▶ [What is being asked]: Retype the records exactly.

(Recorded data)
################

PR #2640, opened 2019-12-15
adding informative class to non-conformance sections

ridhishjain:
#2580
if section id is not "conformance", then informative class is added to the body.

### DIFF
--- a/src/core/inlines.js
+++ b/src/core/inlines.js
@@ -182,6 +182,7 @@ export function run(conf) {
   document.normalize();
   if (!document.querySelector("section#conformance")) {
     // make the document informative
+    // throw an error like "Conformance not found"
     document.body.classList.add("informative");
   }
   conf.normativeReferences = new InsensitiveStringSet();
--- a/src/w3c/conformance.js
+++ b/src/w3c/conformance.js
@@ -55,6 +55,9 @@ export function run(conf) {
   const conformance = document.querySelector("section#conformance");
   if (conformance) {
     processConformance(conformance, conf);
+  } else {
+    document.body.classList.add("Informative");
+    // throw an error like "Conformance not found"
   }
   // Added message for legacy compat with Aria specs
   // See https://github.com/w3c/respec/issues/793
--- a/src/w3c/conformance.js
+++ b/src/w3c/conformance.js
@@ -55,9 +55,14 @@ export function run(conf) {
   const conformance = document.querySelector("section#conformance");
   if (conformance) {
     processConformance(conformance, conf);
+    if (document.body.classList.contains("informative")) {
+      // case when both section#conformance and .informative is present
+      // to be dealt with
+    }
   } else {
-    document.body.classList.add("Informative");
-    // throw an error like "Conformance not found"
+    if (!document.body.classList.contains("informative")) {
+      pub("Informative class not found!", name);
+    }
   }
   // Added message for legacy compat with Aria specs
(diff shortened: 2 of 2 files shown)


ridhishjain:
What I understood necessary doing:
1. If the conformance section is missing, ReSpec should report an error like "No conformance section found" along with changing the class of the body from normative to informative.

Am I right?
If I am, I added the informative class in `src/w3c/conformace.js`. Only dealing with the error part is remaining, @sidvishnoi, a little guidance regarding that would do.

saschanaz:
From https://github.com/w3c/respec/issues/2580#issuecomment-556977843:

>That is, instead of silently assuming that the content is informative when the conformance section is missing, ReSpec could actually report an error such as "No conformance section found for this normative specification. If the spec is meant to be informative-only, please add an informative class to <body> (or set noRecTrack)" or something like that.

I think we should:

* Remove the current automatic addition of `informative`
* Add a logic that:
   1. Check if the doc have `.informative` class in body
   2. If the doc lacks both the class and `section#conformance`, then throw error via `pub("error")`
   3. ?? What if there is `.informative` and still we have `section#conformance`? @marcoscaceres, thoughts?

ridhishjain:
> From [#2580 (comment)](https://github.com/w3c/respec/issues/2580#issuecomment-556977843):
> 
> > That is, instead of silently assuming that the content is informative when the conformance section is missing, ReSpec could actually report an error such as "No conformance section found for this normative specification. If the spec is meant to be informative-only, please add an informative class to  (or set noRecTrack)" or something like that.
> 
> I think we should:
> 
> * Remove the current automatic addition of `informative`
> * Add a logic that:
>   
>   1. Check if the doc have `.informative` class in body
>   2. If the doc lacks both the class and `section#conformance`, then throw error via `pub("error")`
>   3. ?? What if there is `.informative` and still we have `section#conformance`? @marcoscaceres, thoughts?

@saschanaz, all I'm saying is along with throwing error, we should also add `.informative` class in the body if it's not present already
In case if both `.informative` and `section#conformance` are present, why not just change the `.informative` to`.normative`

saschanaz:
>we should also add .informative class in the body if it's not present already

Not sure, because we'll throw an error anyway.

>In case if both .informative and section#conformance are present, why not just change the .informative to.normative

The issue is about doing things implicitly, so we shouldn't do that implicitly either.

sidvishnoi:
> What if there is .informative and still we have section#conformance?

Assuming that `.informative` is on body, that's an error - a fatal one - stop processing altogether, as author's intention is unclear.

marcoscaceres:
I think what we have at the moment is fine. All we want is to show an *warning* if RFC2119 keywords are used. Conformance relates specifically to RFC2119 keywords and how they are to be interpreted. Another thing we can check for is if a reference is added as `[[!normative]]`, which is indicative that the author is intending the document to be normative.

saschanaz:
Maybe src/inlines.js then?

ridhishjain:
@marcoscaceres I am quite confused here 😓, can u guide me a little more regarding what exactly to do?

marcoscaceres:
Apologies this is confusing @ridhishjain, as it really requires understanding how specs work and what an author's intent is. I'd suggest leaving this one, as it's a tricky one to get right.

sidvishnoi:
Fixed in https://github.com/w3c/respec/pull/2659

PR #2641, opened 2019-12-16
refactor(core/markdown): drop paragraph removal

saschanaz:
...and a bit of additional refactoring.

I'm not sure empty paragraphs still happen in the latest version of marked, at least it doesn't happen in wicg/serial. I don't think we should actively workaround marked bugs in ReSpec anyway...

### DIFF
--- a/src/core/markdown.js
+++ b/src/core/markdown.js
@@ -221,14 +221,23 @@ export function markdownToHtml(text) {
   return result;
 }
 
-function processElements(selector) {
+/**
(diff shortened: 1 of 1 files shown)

################

▶ [Task answer]:
PR #2640, opened 2019-12-15
adding informative class to non-conformance sections

ridhishjain:
#2580
if section id is not "conformance", then informative class is added to the body.

### DIFF
--- a/src/core/inlines.js
+++ b/src/core/inlines.js
@@ -182,6 +182,7 @@ export function run(conf) {
   document.normalize();
   if (!document.querySelector("section#conformance")) {
     // make the document informative
+    // throw an error like "Conformance not found"
     document.body.classList.add("informative");
   }
   conf.normativeReferences = new InsensitiveStringSet();
--- a/src/w3c/conformance.js
+++ b/src/w3c/conformance.js
@@ -55,6 +55,9 @@ export function run(conf) {
   const conformance = document.querySelector("section#conformance");
   if (conformance) {
     processConformance(conformance, conf);
+  } else {
+    document.body.classList.add("Informative");
+    // throw an error like "Conformance not found"
   }
   // Added message for legacy compat with Aria specs
   // See https://github.com/w3c/respec/issues/793
--- a/src/w3c/conformance.js
+++ b/src/w3c/conformance.js
@@ -55,9 +55,14 @@ export function run(conf) {
   const conformance = document.querySelector("section#conformance");
   if (conformance) {
     processConformance(conformance, conf);
+    if (document.body.classList.contains("informative")) {
+      // case when both section#conformance and .informative is present
+      // to be dealt with
+    }
   } else {
-    document.body.classList.add("Informative");
-    // throw an error like "Conformance not found"
+    if (!document.body.classList.contains("informative")) {
+      pub("Informative class not found!", name);
+    }
   }
   // Added message for legacy compat with Aria specs
(diff shortened: 2 of 2 files shown)


ridhishjain:
What I understood necessary doing:
1. If the conformance section is missing, ReSpec should report an error like "No conformance section found" along with changing the class of the body from normative to informative.

Am I right?
If I am, I added the informative class in `src/w3c/conformace.js`. Only dealing with the error part is remaining, @sidvishnoi, a little guidance regarding that would do.

saschanaz:
From https://github.com/w3c/respec/issues/2580#issuecomment-556977843:

>That is, instead of silently assuming that the content is informative when the conformance section is missing, ReSpec could actually report an error such as "No conformance section found for this normative specification. If the spec is meant to be informative-only, please add an informative class to <body> (or set noRecTrack)" or something like that.

I think we should:

* Remove the current automatic addition of `informative`
* Add a logic that:
   1. Check if the doc have `.informative` class in body
   2. If the doc lacks both the class and `section#conformance`, then throw error via `pub("error")`
   3. ?? What if there is `.informative` and still we have `section#conformance`? @marcoscaceres, thoughts?

ridhishjain:
> From [#2580 (comment)](https://github.com/w3c/respec/issues/2580#issuecomment-556977843):
> 
> > That is, instead of silently assuming that the content is informative when the conformance section is missing, ReSpec could actually report an error such as "No conformance section found for this normative specification. If the spec is meant to be informative-only, please add an informative class to  (or set noRecTrack)" or something like that.
> 
> I think we should:
> 
> * Remove the current automatic addition of `informative`
> * Add a logic that:
>   
>   1. Check if the doc have `.informative` class in body
>   2. If the doc lacks both the class and `section#conformance`, then throw error via `pub("error")`
>   3. ?? What if there is `.informative` and still we have `section#conformance`? @marcoscaceres, thoughts?

@saschanaz, all I'm saying is along with throwing error, we should also add `.informative` class in the body if it's not present already
In case if both `.informative` and `section#conformance` are present, why not just change the `.informative` to`.normative`

saschanaz:
>we should also add .informative class in the body if it's not present already

Not sure, because we'll throw an error anyway.

>In case if both .informative and section#conformance are present, why not just change the .informative to.normative

The issue is about doing things implicitly, so we shouldn't do that implicitly either.

sidvishnoi:
> What if there is .informative and still we have section#conformance?

Assuming that `.informative` is on body, that's an error - a fatal one - stop processing altogether, as author's intention is unclear.

marcoscaceres:
I think what we have at the moment is fine. All we want is to show an *warning* if RFC2119 keywords are used. Conformance relates specifically to RFC2119 keywords and how they are to be interpreted. Another thing we can check for is if a reference is added as `[[!normative]]`, which is indicative that the author is intending the document to be normative.

saschanaz:
Maybe src/inlines.js then?

ridhishjain:
@marcoscaceres I am quite confused here 😓, can u guide me a little more regarding what exactly to do?

marcoscaceres:
Apologies this is confusing @ridhishjain, as it really requires understanding how specs work and what an author's intent is. I'd suggest leaving this one, as it's a tricky one to get right.

sidvishnoi:
Fixed in https://github.com/w3c/respec/pull/2659

PR #2641, opened 2019-12-16
refactor(core/markdown): drop paragraph removal

saschanaz:
...and a bit of additional refactoring.

I'm not sure empty paragraphs still happen in the latest version of marked, at least it doesn't happen in wicg/serial. I don't think we should actively workaround marked bugs in ReSpec anyway...

### DIFF
--- a/src/core/markdown.js
+++ b/src/core/markdown.js
@@ -221,14 +221,23 @@ export function markdownToHtml(text) {
   return result;
 }
 
-function processElements(selector) {
+/**
(diff shortened: 1 of 1 files shown)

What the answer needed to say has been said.